I’m definitely more attractive now than I was when I was 18. Yes, I’m fatter and I have a couple of double chins, but my face has grown into my personality. A lot of people grow better looking as they grow older.
I’ll be 26 in a couple of weeks. I expect that neing 26 with feel rather similar to being 25, which itself was not very different from being 24. Now this tends to suggest that there have been no changes whatsoever since I can remember, but that’s not true. I’m not quite sure when stuff changes. I don;t think it does, it’s just that the extra experience is dumped on top of the older ones. Essentially, I’m made of the Sediments of Time and the Alluvium of Destiny.
First of all thanks for the replies, it’s nice to feel noticed.
Thinking about it some more, I’ve got a very limited horizon on being older - I’m not looking more than ten years ahead, max. Which I think is entirely sensible but it means that I’m not considering things like decrepitude, loss of marbles or other physical effects of old age. I am now though, and I admit there are more pleasant thoughts. Still, I’m at a stage where I can plan on creating sufficient resources to see me through these times. I say plan - it’s not like I’ve actually got a pension or savings or anything. But then, if I could afford those, I could afford not to live in a shoebox. I think one of the reasons I look forward to being older is a semi-realistic expectation of earning more.

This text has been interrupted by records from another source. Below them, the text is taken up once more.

PR #318, opened 2022-07-20
304 add support for step dep ordering

### LINKED ISSUE #119: Have a 'case' flow step which diverted records to multiple streams
Very similar to the connector step, but acting on a record from a stream and pushing data to exactly one of many outputs.

For instance a simple example could be an input stream of random numbers and it splits it into two streams of odds and evens.

Config is a list of expressions evaluated in order, the number of outputs must match the number of expressions.

It could also have an optional 'else' for a last stream, but if not then anything not matching gets eaten

Because records are pulled through the flow one of the outputs might request a record, but after looking at the input record it will give the record to a different output. So it may need to buffer some small number of records for each output until they are requested. See also #120

### LINKED ISSUE #304: Each step must declare it's outputs as named order outputs (and inputs)
* [x] When a step declares outputs it also gets to declare a name for each of them and an explicit order
* [x] eg the case step would dynamically declare N outputs, and in a certain order, and each output has a name
* [x] By default most steps would have a single output and call that output just the bland step name
* [x] when wiring up dependencies between steps you are not merely choosing a step, you are choosing an output. So by default for most step it would appear unchanged as the new output names will be the same as the previous step names
* [x] but for the case step you would see N options in the 'depends'

So you might see something like this in the UI

```
Trigger step
Reader step
My case step, option A
My case step, option B
My case step, option C
Email step
```

under the hood each output will be a named and a fully qualified 'output' will be the combination of the step and its named output. So multiple steps can safely declare the same output names and not clash'

* [x] when rendering the graph try to tell dot to align the arrows in order with the first at the top

keevan:
Basic support

Example dataflow: 
[even_and_odds_20220725_0518.yml.txt](https://github.com/catalyst/moodle-tool_dataflows/files/9178224/even_and_odds_20220725_0518.yml.txt)

Dataflow details view, with step dependency and the output position shown: 

image

image

image

DB example of it linking to the case step (position is based on option chosen):

image

Known issues:
- [x] No export/import support for it yet.
- [x] Dependency in step form not showing custom label (e.g. provided in case step)
- [x] Custom labels for output connections not displaying in dot graph yet
- [ ] No validation currently to ensure it doesn't break during runtime. 
- [ ] No validation for a case step expression set, but no link for it assigned yet.
- [x] Help text for cases can be improved, but not added yet.
- [x] Cannot see the numbered option as a selected option for it when you're updating a step 
- [x] Multiple flow groups might not work - it is assumed there is only one flow group. The logic for flow caps have been updated so this will likely cause issues if there are more than one flow group available.

Resolves #304 
Resolves #119

### DIFF
--- a/classes/dataflow.php
+++ b/classes/dataflow.php
@@ -546,7 +546,11 @@ class dataflow extends persistent {
             ]);
             if (isset($dependency->position)) {
                 $outputlabel = $srcstep->steptype->get_output_label($dependency->position);
-                $connectionstyles = ['label' => $outputlabel];
+                $connectionstyles = [
+                    'label' => $outputlabel,
+                    'fontsize'  => '10',
+                    'fontname'  => 'San Serif',
+                ];
             }
 
             // Final styles.
--- a/classes/dataflow.php
+++ b/classes/dataflow.php
@@ -284,7 +284,8 @@ class dataflow extends persistent {
                        sd.stepid AS dest
                   FROM {tool_dataflows_step_depends} sd
              LEFT JOIN {tool_dataflows_steps} step ON step.id = sd.stepid
-                 WHERE step.dataflowid = :dataflowid";
+                 WHERE step.dataflowid = :dataflowid
+              ORDER BY sd.position ASC";
 
         // Note that this works currently because all dependencies are set for each step.
         $edges = $DB->get_records_sql($sql, ['dataflowid' => $this->id]);
--- a/classes/dataflow.php
+++ b/classes/dataflow.php
@@ -496,6 +496,8 @@ class dataflow extends persistent {
      * @return     string dotscript
      */
     public function get_dotscript(): string {
+        global $DB;
+
         // Fetch the dot script node from each step to construct them.
         $steps = $this->steps;
         $nodes = [];
@@ -535,7 +537,20 @@ class dataflow extends persistent {
                     $localstyles['color'] = '#008196';
                 }
             }
-            $finalstyles = array_merge($baseconnectionstyles, $localstyles);
+
+            // Output connection labels, if applicable.
+            $connectionstyles = [];
+            $dependency = $DB->get_record('tool_dataflows_step_depends', [
+                'dependson' => $srcid,
+                'stepid' => $destid,
+            ]);
+            if (isset($dependency->position)) {
+                $outputlabel = $srcstep->steptype->get_output_label($dependency->position);
+                $connectionstyles = ['label' => $outputlabel];
+            }
+
+            // Final styles.
+            $finalstyles = array_merge($baseconnectionstyles, $localstyles, $connectionstyles);
 
             $styles = '';
             foreach ($finalstyles as $key => $value) {
--- a/classes/form/step_form.php
+++ b/classes/form/step_form.php
@@ -92,20 +92,53 @@ class step_form extends \core\form\persistent {
 
                 // Check if the current step is a dependant, and if so, INCLUDE the option (and ensure it is selected).
                 $currentstepid = $persistent->id;
+                $selectedposition = null;
                 if (!empty($currentstepid) && isset($dependants[$currentstepid])) {
-                    $availablepositions[] = $dependants[$currentstepid]->position;
+                    $selectedposition = $dependants[$currentstepid]->position;
+                    $availablepositions[] = $selectedposition;
                     sort($availablepositions);
                 }
 
+                // New case position should always show the next available slot for a case step.
+                // Updating a position should always show up to the current and any empty slots below.
+                $maxposition = null;
+                if ($selectedposition) {
+                    $maxposition = $selectedposition;
+                } else {
+                    $maxposition = max(array_column($dependants, 'position')) + 1;
+                }
+
+                // Start plucking positions from the top until there is a gap or the current step position is hit.
+                // This ensures you won't see positions you shouldn't be able to assign, and keeps things in order.
+                // TODO: Also consider when the connecting step has outputs defined already, stop at that maximum instead.
+                $reversed = array_reverse($availablepositions);
+                $current = reset($reversed) + 1;
+                $position = reset($reversed);
+                while (
+                    // No gap.
+                    $current - 1 === $position
+                    // Max not reached.
+                    && ($maxposition === null || $maxposition !== $position)
+                    // Always keep at least one option.
+                    && $position !== 1
+                ) {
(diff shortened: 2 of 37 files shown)


classes/local/execution/iterators/dataflow_iterator.php
```diff
@@ -119,26 +119,41 @@ public function on_next() {
...
 
         // Do not call this for the initial pull (of data) for a reader.
-        if (!empty($this->pulled) || $this->steptype->get_group() !== 'readers') {
-            $this->input->next();
+        if ($this->should_pull_next()) {
+            if ($this->input instanceof dataflow_iterator) {
+                $this->input->next($this);
+            } else {
+                $this->input->next();
+            }
```
keevan, line 149: Ugliest bit in this whole PR I think.

If you have any suggestions happy to consider them. Explanation of the differences. The one consuming `$this` is a dataflow iterator, whereas the one that doesn't is a raw iterator e.g. from DB get recordset or some raw php iterator which cannot accept any parameters.

classes/dataflow.php
```diff
@@ -534,7 +537,20 @@ public function get_dotscript(): string {
...
+
+            // Output connection labels, if applicable.
+            $connectionstyles = [];
+            $dependency = $DB->get_record('tool_dataflows_step_depends', [
+                'dependson' => $srcid,
+                'stepid' => $destid,
+            ]);
+            if (isset($dependency->position)) {
+                $outputlabel = $srcstep->steptype->get_output_label($dependency->position);
+                $connectionstyles = ['label' => $outputlabel];
```
brendanheywood, line 549: Can you make the labels a san serif and a tad smaller

image

classes/local/step/flow_logic_case.php
```diff
@@ -0,0 +1,213 @@
...
+     *
+     * @param \MoodleQuickForm $mform
+     */
+    public function form_add_custom_inputs(\MoodleQuickForm &$mform) {
+        [, $maxoutputs] = $this->outputflows;
+        $mform->addElement(
+            'textarea',
+            'config_cases',
+            get_string('flow_logic_case:cases', 'tool_dataflows'),
+            ['cols' => 50, 'rows' => $maxoutputs, 'placeholder' => "label: <expression>\nsome other label: <expression>"]
```
brendanheywood, line 112: maxoutputs it too big for normal user. In most cases it will be 3-5 so can you make it 5, but then if there is N expressions saved then make it N+2 so always room for more, up to 20

classes/form/step_form.php
```diff
@@ -121,6 +114,92 @@ public function definition() {
         $this->add_action_buttons();
     }
 
+    /**
+     * Prepares and returns an array of dependson options
+     *
+     * @return  array of options this step could depend on
+     */
+    private function get_dependson_options(): array {
```
brendanheywood, line 122: I've getting inconsistent forms, ie all in the same flow depending on what I'm editing I see:

image

image

image

At this stage I'm expecting these to always be the same, except for the case when editing the case itself so it should not be able to depend on any of its own outputs

classes/local/step/flow_logic_case.php
```diff
@@ -0,0 +1,213 @@
...
+ *
+ * @package    tool_dataflows
+ * @author     Kevin Pham <kevinpham@catalyst-au.net>
+ * @copyright  Catalyst IT, 2022
+ * @license    http://www.gnu.org/copyleft/gpl.html GNU GPL v3 or later
+ */
+class flow_logic_case extends flow_logic_step {
+
+    /**
+     * For a join step, it should have 2 or more inputs and for now, up to 20
```
brendanheywood, line 44: join step comment? same below

classes/local/step/flow_logic_case.php
```diff
@@ -0,0 +1,213 @@
...
+     */
+    protected $inputflows = [1, 1];
+
+    /**
+     * For a join step, there should be exactly one output. This is because
+     * without at least one output, there is no need to perform a join.
+     *
+     * @var int[] number of output flows (min, max)
+     */
+    protected $outputflows = [2, 20];
```
brendanheywood, line 57: So if I create a case with 3 outputs and only link up 2 then I'd expect this to be invalid. I'm wondering wether the outputflows should have an upper number which is dependent on its config, ie if it is not configured then it has between 2 and 20, but then if it has been configured then its number of outputs should set to the number of expressions it has??

Or it just has its own extra validation to make sure it is consistent, not fussed either way

classes/form/step_form.php
keevan: > At this stage I'm expecting these to always be the same.

Can you please clarify what your expectations are?

> when editing the case itself so it should not be able to depend on any of its own outputs

This has come in discussion previously. Is the "checking of valid options" for the dependency listing something that should be changed in this PR? Or should it be split into a separate issue? This PR is already getting bigger than it should and it's an independent feature/fix.

classes/local/step/flow_logic_case.php
keevan: Okay. I'll add this validation / check to this PR.

classes/local/step/flow_logic_case.php
keevan: Thanks for the catch, this will be fixed.

classes/local/step/flow_logic_case.php
keevan: Now adjusted to be n+2 with 20 (the class prop) as the maximum

classes/dataflow.php
keevan: image

This is what I've adjusted it to for now.

classes/form/step_form.php
keevan: Check and filter out invalid dependency options in the step form.

keevan: I've pulled out the above into another issue. And we'll adjust as we go.

classes/local/step/flow_logic_case.php
keevan: And this is now added. It's soft validation so it won't allow the dataflow to run, won't block you from saving the case step - because this depends on updating other steps so I think this is a good place for it to be for now.

classes/local/execution/iterators/dataflow_iterator.php
brendanheywood: Can't we simply enforce everywhere that they must always be a dataflow iterator?

I thought all the the raw recordsets etc were wrapped inside a dataflow iterator??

I see that there’s a number of areas that concern people:
[ul]
[li]physical/mental deterioration[/li][li]financial insecurity[/li][li]loneliness[/li][li]loss of attractiveness[/li][/ul]
Did I miss any? Speaking strictly for myself, the first is too far distant (touch wood) to worry about just now, the second should worry me more than it does, and the last two, although possibly linked, don’t concern me as yet - although my parents were married by my age, I don’t feel any pressure to find “The One” yet, nice though it would be.
Any concern I do feel is more to do with whether I’ll be just as sanguine about these issues in ten years time - fear of the fear of ageing, so to speak.